American Elephants


The ObamaCare Arguments: Day Two. by The Elephant's Child

The long article about Attorney Paul Clement, now arguing the case against ObamaCare before the Supreme Court opens gracefully:

A little before noon on March 23, 2010, President Obama sat at a desk in the East Room of the White House, where—surrounded by Joe Biden, Nancy Pelosi, and Ted Kennedy’s widow, among others—he signed the Patient Protection and Affordable Care Act into law. It was, as Biden memorably told Obama, “a big fucking deal.” Seven minutes later, at the U.S. Courthouse in Pensacola, Florida, thirteen state attorneys general—all but one of them Republicans—filed a lawsuit seeking to overturn Obama­care. It was, as one legal expert told the Pensacola News Journal in the next day’s paper, “a political lawsuit [likely to] be dismissed.” In fact, most papers on March 24 barely reported on the suit’s filing; the New York Times devoted just one sentence to it.

Two years later, that lawsuit—which now includes 26 states, the National Federation of Independent Businesses, and two small-business owners as plaintiffs—sits before the Supreme Court.

Most of us are familiar with the Justices, but the attorneys who argue the case are unknown except to Washington insiders and Court watchers. The administration’s case is being argued by Solicitor General Donald Verrilli, who has been called one of the best lawyers in the country.

The case for the plaintiffs — 26 states, the National Federation of Independent Business, and two small-business owners — is argued by Attorney Paul Clement, who was Solicitor General in the Bush administration.
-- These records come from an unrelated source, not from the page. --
PR #2024, opened 2018-05-17
SONARJAVA-2672 Rule S3329: Cypher Block Chaining IV's should be random and unique

stylianos-agapiou-sonarsource:


java-checks/src/main/java/org/sonar/java/checks/security/CipherBlockChainingCheck.java
```diff
@@ -0,0 +1,98 @@
...
+    Symbol symbolArgument = null;
+    if (argument.is(Tree.Kind.IDENTIFIER)) {
+      symbolArgument = ((IdentifierTree) argument).symbol();
+    } else if (argument.is(Tree.Kind.MEMBER_SELECT)) {
+      symbolArgument = ((MemberSelectExpressionTree) argument).identifier().symbol();
+    }
+    return symbolArgument;
+  }
+
+  private static Tree findParentMethod(Tree tree) {
```
pynicolas: This method could instead return a `MethodTree` or `null`. And it could be named `findEnclosingMethod`.

java-checks/src/main/java/org/sonar/java/checks/security/CipherBlockChainingCheck.java
```diff
@@ -0,0 +1,98 @@
...
+    while (!((tree).is(Tree.Kind.METHOD)) && !tree.is(Tree.Kind.CLASS)) {
```
pynicolas: Why parentheses around `(tree)` and `((tree).is(Tree.Kind.METHOD)`?

java-checks/src/main/java/org/sonar/java/checks/security/CipherBlockChainingCheck.java
```diff
@@ -0,0 +1,98 @@
...
+  protected List<MethodMatcher> getMethodInvocationMatchers() {
+    return ImmutableList.of(
+      MethodMatcher.create().typeDefinition("javax.crypto.spec.IvParameterSpec").name("<init>").withAnyParameters());
+  }
+
+  @Override
+  protected void onConstructorFound(NewClassTree newClassTree) {
+    Tree mTree = findParentMethod(newClassTree);
+    if (mTree.is(Tree.Kind.METHOD)) {
+      Optional<StatementTree> secureRandomOptional = findSecureRandomInMethod((MethodTree) mTree, returnSymbolOfArgument(newClassTree.arguments().get(0)));
```
pynicolas: It seems we don't care about the StatementTree, only about its existence. `findSecureRandomInMethod` could therefore return a boolean.

java-checks/src/main/java/org/sonar/java/checks/security/CipherBlockChainingCheck.java
```diff
@@ -0,0 +1,98 @@
...
+      if (!secureRandomOptional.isPresent()) {
+        reportIssue(newClassTree, "Use a dynamically-generated, random IV.");
+      }
+    }
+  }
+
+  private static Optional<StatementTree> findSecureRandomInMethod(MethodTree methodTree,
+                                                                  @javax.annotation.Nullable Symbol argumentSymbol) {
```
pynicolas: `argumentSymbol` is a strange name here. In the context of this method, this parameter represents the symbol of the "iv" ("initialization vector", see the doc for `IvParameterSpec`).

java-checks/src/main/java/org/sonar/java/checks/security/CipherBlockChainingCheck.java
```diff
@@ -0,0 +1,98 @@
...
+    if (methodTree.block() != null && argumentSymbol != null) {
+      return methodTree.block().body().stream().filter(statementTree -> {
```
pynicolas: That way of looking for method invocations works only in the simplest cases. Example of FP:
```
  void foo() {
    if (true) {
      byte[] bytes = "111".getBytes("UTF-8");
      random.nextBytes(bytes);
      IvParameterSpec iv = new IvParameterSpec(bytes);
    }
  }
```

java-checks/src/main/java/org/sonar/java/checks/security/CipherBlockChainingCheck.java
```diff
@@ -0,0 +1,81 @@
...
+
+    private static final MethodMatcher SECURE_RANDOM_NEXT_BYTES = MethodMatcher.create()
+      .typeDefinition("java.security.SecureRandom")
+      .name("nextBytes")
+      .withAnyParameters();
+
+    @Override
+    public void visitMethodInvocation(MethodInvocationTree methodInvocation) {
+      if (SECURE_RANDOM_NEXT_BYTES.matches(methodInvocation)) {
+        secureRandomFound = true;
```
pynicolas: For this rule, I think it would be better to also check the symbol (the variable containing bytes), as I described in the comment on [SONARJAVA-2672](https://jira.sonarsource.com/browse/SONARJAVA-2672).

java-checks/src/main/java/org/sonar/java/checks/security/CipherBlockChainingCheck.java
```diff
@@ -0,0 +1,81 @@
...
+import org.sonar.plugins.java.api.tree.MethodTree;
+import org.sonar.plugins.java.api.tree.NewClassTree;
+import org.sonar.plugins.java.api.tree.Tree;
+
+@Rule(key = "S3329")
+public class CipherBlockChainingCheck extends AbstractMethodDetection {
+
+  @Override
+  protected List<MethodMatcher> getMethodInvocationMatchers() {
+    return ImmutableList.of(
```
pynicolas: Let's use `Collections.singletonList()` to avoid adding a dependency on guava.

java-checks/src/test/files/checks/security/CipherBlockChainingCheck.java
```diff
@@ -0,0 +1,89 @@
...
+
+  SecureRandom random = new SecureRandom();
+  private byte[] bytes2 = "111".getBytes();
+  {
+    random.nextBytes(bytes2);
+  }
+  IvParameterSpec iv = new IvParameterSpec(bytes2); // Compliant FP, will be fixed with SE engine
+
+  void foo1()
+    throws InvalidKeyException, InvalidAlgorithmParameterException, NoSuchAlgorithmException, NoSuchPaddingException, UnsupportedEncodingException, IllegalBlockSizeException,
```
pynicolas: What does this list of exceptions bring to the test? Can't we replace it with `throws Exception`?

java-checks/src/main/java/org/sonar/java/checks/security/CipherBlockChainingCheck.java
stylianos-agapiou-sonarsource: Ok, my misunderstanding. I will use the code from the previous commit, the function `returnSymbolOfInitializerVectorBuffer`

He is widely regarded as one of the finest lawyers of the last century.

The second day of argument was rough going for the government. General Verrilli had a difficult time defending the mandate. The Justices failed to elicit from Mr. Verrilli some limiting principle under the Commerce Clause that would distinguish a health plan mandate from any other purchase mandate that would easily be unconstitutional.

United States Department of Health and Human Services, et al.
v. The State of Florida, et al.

Attorney Paul Clement arguing for the State of Florida et al.

Solicitor General Donald Verrilli arguing for HHS et al.

Wednesday is the final day of arguments. The arguments will be about severability— can the mandate be overturned and the law survive — in the morning, and in the afternoon the expansion of Medicaid onto the states.  Then we wait.  The decision will come down supposedly some time in June. And that will be a very big deal indeed.